(Items from a dataset)
▼▼▼
PR #2143, opened 2024-11-27
5607 – Data dashboard table initial state should be an empty table

vasconsaurus:
## Description

Before we would return `nil`, meaning no table would be displayed.
Since we always want to display the table, even if it's empty, we need to return a structure.

### Notes
- I had to add the `team.default_language` so the first row would be displayed, and not only the header.
- Three hyphens are showing by the side of the export button (they are highlighted in the video below). I think I might need to fix it on the front-end side. But I'm not sure how we want to deal with it.

### Video
https://github.com/user-attachments/assets/184de1c5-7455-4186-a587-d14a878ce91b

References: CV2-5607

### Notes
- I added a new test to make sure we are returning all the columns
- I updated the older tests to check if Month has an hyphen, instead of `data_report` being `nil`. This still makes sure we are starting from an empty `data_report`.

### Tests
should return an existing empty data report structure if no statistics exist
`rails test test/models/team_test.rb:1133` 
 
should default to Rails cache for data report if monthly team statistics not present
`rails test test/models/team_test.rb:1164`
 
should return data report with chronologically ordered items, preferring the MonthlyTeamStatistics when present
`rails test test/models/team_test.rb:1172`

- Etc.

## Checklist


vasconsaurus:
@caiosba when you have some time, can you take a look at this and see if it makes sense?
If this makes sense, and is in the correct direction, a question: What do you think is the best way to deal with the three hyphens that show by the side of the export button? (image below)

Screenshot 2024-11-27 at 17 04 26

caiosba:
@vasconsaurus , let's look into it together in our 1:1 - I want to find a way where we don't need to repeat the column names. But yes, the direction is correct! For the three dots in the UI, it may require a simple fix on the frontend side.

vasconsaurus:
@caiosba 

> a way where we don't need to repeat the column names

I kept thinking about this yesterday after I was done for the day, there is a method in `MonthlyTeamStatistic` we can use. So I updated it to do that.

vasconsaurus:
@caiosba regarding tests, just to confirm:

- I think the tests are running twice?
    -  Build and Run Tests / unit-tests (pull_request) – This one had one failing test.
    - Build and Run Tests / unit-tests (push) – The tests failed to run.
- This test failed, but seems unrelated: `CheckS3Test#test_should_manage_files_in_S3 [/app/test/lib/check_s3_test.rb:22]`

Should we be running those two? If yes, then should I re-run the one that didn't run?
Is this failing test the flaky one you were talking about earlier, or should I worry about it?

caiosba:
> I think the tests are running twice?

Hum... good point... @chinelo-obitube is this expected?

> Is this failing test the flaky one you were talking about earlier, or should I worry about it?

Seems unrelated to your changes, but it's not the one I was talking about... so, since we're not in a hurry, I suggest you just re-run.

PR #2153, opened 2024-12-13
Ensure that null is not returned as the item when creating an imported fact-check with original media in the GraphQL API.

caiosba:
## Description

When handling existing media to determine whether the imported fact-check will be added to or appended to the existing media, there was a scenario where the media already contained a fact-check in the same language being imported. In that scenario, nil was being returned. This PR fixes the issue by ensuring that a new object is returned in such cases, allowing the validations to handle whether the object is persisted or fails.

Fixes: CV2-5804.

## How has this been tested?

TDD. I added a unit test that was able to reproduce the issue.

## Checklist

### DIFF
--- a/app/models/project_media.rb
+++ b/app/models/project_media.rb
@@ -430,7 +430,7 @@ class ProjectMedia < ApplicationRecord
     self.team.apply_rules_and_actions(self, rule_ids)
   end
 
-  def self.handle_fact_check_for_existing_claim(existing_pm,new_pm)
+  def self.handle_fact_check_for_existing_claim(existing_pm, new_pm)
▲▲▲
Directions for this task:
Your task is to quote, without any alteration, the lines running from the top of the records to the line that holds "- I had to add", both included.

Answer for the task:
PR #2143, opened 2024-11-27
5607 – Data dashboard table initial state should be an empty table

vasconsaurus:
## Description

Before we would return `nil`, meaning no table would be displayed.
Since we always want to display the table, even if it's empty, we need to return a structure.

### Notes
- I had to add the `team.default_language` so the first row would be displayed, and not only the header.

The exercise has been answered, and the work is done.